For my money, Curtiz was the greatest director who’ll probably never be celebrated as an auteur. With this irate Hungarian at the helm, material didn’t matter: bring on swashbuckling adventures, films noirs, cult horror flicks, melodramas, musicals (and some empty horses for good measure, to borrow a famous Curtiz malapropism). His Warner movies practically all turned out to be at least entertaining and at their best downright sublime.
By 1947 for about two decades Curtiz had been contributing to Warner Brothers’ reputation for movies that wasted nary a frame of precious celluloid. With The Unsuspected, Curtiz formed his own production company and shouldered a new role. He would go on to produce a handful of other films, among them another terrific sleeper noir Flamingo Road and the Doris Day musical My Dream Is Yours.

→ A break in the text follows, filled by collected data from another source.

Issue #1389, opened 2022-07-31
Missing licence file


ghost:
**Describe the bug**
The license button is unable to open file copying due to improper installation

![image](https://user-images.githubusercontent.com/94876428/182044356-e05d67b2-1e2f-45a4-a740-f97fce9ece99.png)

**To Reproduce**
1. Go to 'Help'
2. Click on 'About'
3. Scroll down to 'License'

**Expected behavior**

**Screenshots**

**Desktop (please complete the following information):**
 - OS: [e.g. GNU/Linux, Windows, macOS] Linux Mint 20.3
 - Frontend: [e.g. Qt, native Win, native Mac]  GTK+ Front End
 - Version: [e.g. 1.7.0] 1.6.1

**Additional context**

375gnu:
@natewrench where you installed Celestia from?

natewrench:
> @natewrench where you installed Celestia from?

celestia.space

375gnu:
@natewrench don't close, as the packages came from celestia.space then we should fix them.

dave-kaye:
Placed a proposed fix in the pull requests.

dave-kaye:
Commit 6863d44 fixed this issue.  @375gnu please close this issue.

dave-kaye:
Commit 6873d44 fixed this issue on 1.7.0, - recent compile works.

Downloaded 1.6.2.2 source rpm from munix9 and compiled it.  It also works.   Version 1.6.1 is very old but seems that it should also work.  Appears that problem is probably in Mint Linux, and the version quoted is also old.

I think the issue is resolved and can be closed.

dave-kaye:
@375gnu or @levinli303 please mark this issue #1389 as corrected and remove it from the list.  I have downloaded and installed the patched 1.7.0 development GIT 12/24/22 code and it works for the GTK About -> license, using my own Linux installation which uses the Cmake file supplied with Celestia.  I have also made a new openSUSE Tumbleweed installation and used munix9 Tumbleweed rpms from the 1.7.0 Celestia 12/4/22 GIT version.  They move the license file to a special directory as practiced by openSUSE.  But the corrected code made a copy of the license file in the location needed by GTK and munix9's version worked as well.  Therefore the issue appears to be resolved in the presently being developed code. 

[...]

PR #1428, opened 2022-09-22
[cmake] install COPYING file

dave-kaye:
CelestiaProject issue #1389 - missing license file 
add COPYING file to base data sources directory via cmake

### DIFF
--- a/CMakeLists.txt
+++ b/CMakeLists.txt
@@ -412,6 +412,7 @@ set(BASE_DATA_SOURCES
   start.cel
   celestia.cfg
   controls.txt
+  COPYING
 )
 install(FILES ${BASE_DATA_SOURCES} DESTINATION ${DATADIR})
 install(FILES "splash.png" DESTINATION "${DATADIR}/splash")


dave-kaye:
The bug exists in the initial CMakeLists.txt which is part of Celestia and under the control of the Celestia development team. The file COPYING was never transferred to the common data sources area. This submission modifies the CMakeLists.txt to transfer the file. Utilizing this change, the GTK interface will successfully display the license file.

NOTE: This patch is for version 1.7.0 as found in the GitHub source. The bug is listed as being in version 1.6.1, where Makefile.am is used. While the bug exists in version 1.7.0 it does not appear to exist in versions 1.6.1 or 1.6.2. (Makefile.am near line 20 appears to be correct.) I do not run these older versions to verify this.

NOTE: If you are a user, simply find the location of the file "controls.txt" then copy the file "COPYING" to this location. You can see if the data directory is properly setup by the menu option Help -> Controls which should display a list of mouse and keyboard controls if the directory is setup properly.

While this submission will fix the problem from the Celestia viewpoint, it may not fix it from the user's viewpoint. Many Linux distributions have specific locations in the file system where licenses and documentation are located. The software packagers may install the COPYING file at the distribution's preferred license location, not the default Celestia location. Moving the file during installation will cause the bug, but keeping the file at the default Celestia location and making copies of the file in the distribution's preferred locations will not cause the bug. Distribution packagers need to be aware of this issue. Also, this fix will add the COPYING file to a different location and automatic scripts utilized by distribution packagers may need to be updated.

I do believe there is value in accepting this submission - thus making the Celestia development team distribution correct; and letting the distribution package managers handle any packaging problem.

This discussion is valid for the Qt and GTK interfaces. It does appear that the Win32 code calls the COPYING file in the same way as the GTK code, but it is unknown if the file is located properly during install. I do not run the Windows version to confirm; perhaps a Windows user can check for the bug and the validity of the fix.

375gnu (approved):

The Unsuspected has some major soft spots, like a zigzagging plot (despite experienced screenwriter Bess Meredyth, Curtiz’s wife and all-around secret weapon, working on the script) and a bland juvenile lead. Still, it took guts for Curtiz to exercise more autonomy—and produce a commercially successful film to back it up.
The director peppered The Unsuspected with some of his specialties, like shadowy compositions to spice up dialogue scenes and a tautly-paced action sequence, as the heroine races to save the good guy at the end.

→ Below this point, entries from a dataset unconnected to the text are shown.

PR #1432, opened 2022-09-23
[cmake] add Celestia Guide to installed files

dave-kaye:


dave-kaye:
A Celestia Guide is distributed with the install files.  It is never installed nor transferred to a user accessible location upon installation of Celestia.  The guide was recently updated and includes helpful information for the user during operation of Celestia.  However, it is lost when the installation media is removed from the system after Celestia is installed.

This modification of the CMakeLists.txt file will install the Celestia Guide to the main Celestia data directory where it is available to the user.

375gnu (approved):

PR #1440, opened 2022-10-14
[qt] Update time toolbar

dave-kaye:
Modify icons, update text based toolbar


dave-kaye:
Within the QT interface is a toolbar for the control of the timing of the simulation.  This submission modifies the graphic button icons and updates text based buttons.

In many programs, especially the multimedia players, the pause button is "||" and the play button is ">".  The Celestia pause button has the "||" icon and tool tip "pause time".  Alongside the pause button is a button with the icon ">" and tool tip "real time" which sets the simulation speed to normal time.  This can be confusing to users, who anticipate this button will function as a play button. This submission creates a new icon for the button that sets simulation speed to real time and moves its location on the toolbar.  The buttons for speed and pause are now grouped together similar to multimedia players.

A compiler directive #if/#else is set to not compile the text versions of the toolbar buttons.  The text version was not maintained, and was out-of-sync with the icon button version.  This submission updates the text button code to match the graphic code.

A third issue is in the fast/slow time button icons.  For slowing time they are "<<|" and "<|", a comparison symbol followed by a vertical line.  For faster time they are ">>>" and ">>", comparison symbols and no vertical line.  Per previous discussions, the icons are being made uniform using only comparison symbols.

1 original toolbar
Original toolbar
2 new toolbar
New toolbar

3 text toolbar
Text based toolbar

This submission does not modify the action of the pause button at this time.  It is updating the interface.

375gnu (approved):

levinli303 (approved):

Curtiz laced my favorite sequence with his characteristic expressionism as the camera roams to discover three characters we haven’t yet met. As one of Grandison’s grim broadcasts fills the soundtrack, a dissolve transports us to a train passing in night where the vengeful good guy sits smoking in his compartment.
The camera then glides from the moving train to a grimy city street, probing into a seedy hotel room where a thug lies on his bed listening to the radio. As the unknown hatchet-faced man takes a drag on his cigarette, a portion of the flashing hotel sign outside winks in at him: “KILL”.

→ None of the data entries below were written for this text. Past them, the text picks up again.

PR #1443, opened 2022-10-15
[ci] enable Qt6 builds and remove azure pipelines

375gnu:
i don't think it makes sense to use two different CI systems


.github/workflows/ci.yml
```diff
@@ -85,14 +90,40 @@ jobs:
...
+        - os: ubuntu-22.04
+          avif: ON
+          gles: ON
+          glut: ON
+          gtk3: ON
+          minaudio: ON
+        - os: macos-latest
+          avif: ON
+          gles: OFF     # TODO: Figure out how to enable
+          glut: OFF     # TODO: Figure out how to enable
```
levinli303, line 114: glut can be turned on I think? I remember I could build it some time ago.

.github/workflows/ci.yml
```diff
@@ -85,14 +90,40 @@ jobs:
...
+          minaudio: OFF # Requires newer g++
+        - os: ubuntu-22.04
+          avif: ON
+          gles: ON
+          glut: ON
+          gtk3: ON
+          minaudio: ON
+        - os: macos-latest
+          avif: ON
+          gles: OFF     # TODO: Figure out how to enable
```
levinli303, line 113: only the iOS-on-Mac apps can use gles. Mac apps cannot access GLES APIs, so no need for this TODO

levinli303 (changes requested):

.github/workflows/ci.yml
375gnu: then i need your help, i tried to enable it first but the build finished with errors (perhaps glut library was not available to the linker)

375gnu: fixed this

375gnu:
@levinli303 any other changes to make?

levinli303 (approved):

From there, Grandison’s sepulchral voice bridges a cut to a series of letters on a desk, being sorted by a dagger-like opener. The camera tracks out slightly to reveal an upside-down face in the desk. Grandison? Why, no it’s actually one of the good guys, a police detective, presented the same way as the lethal radio host. I admire the conviction that it took to fashion such a surreal, disorienting, counterintuitive introduction to three key characters, linking the good and the bad together, practically equating them, through the restless wanderings of the camera.
5. You can bask in the assembled star power of the impressive supporting cast.
Constance Bennett does her best Eve Arden impression as a sassy career woman. Hurd Hatfield bitterly philosophizes as a drunken painter. And Joan Caulfield radiates delicate goodness and Gish-esque femininity as… well, I’d better not say. Any one of them would give me grounds for checking out The Unsuspected, but all three of them together? Why, thank you, studio system.
In his 1947 review, the ever-cranky critic Bosley Crowther dissed the supporting cast as “patly artificial as the plot.” If this be artifice, I’ll make the most of it.
The Unsuspected is available on DVD from Warner Archive.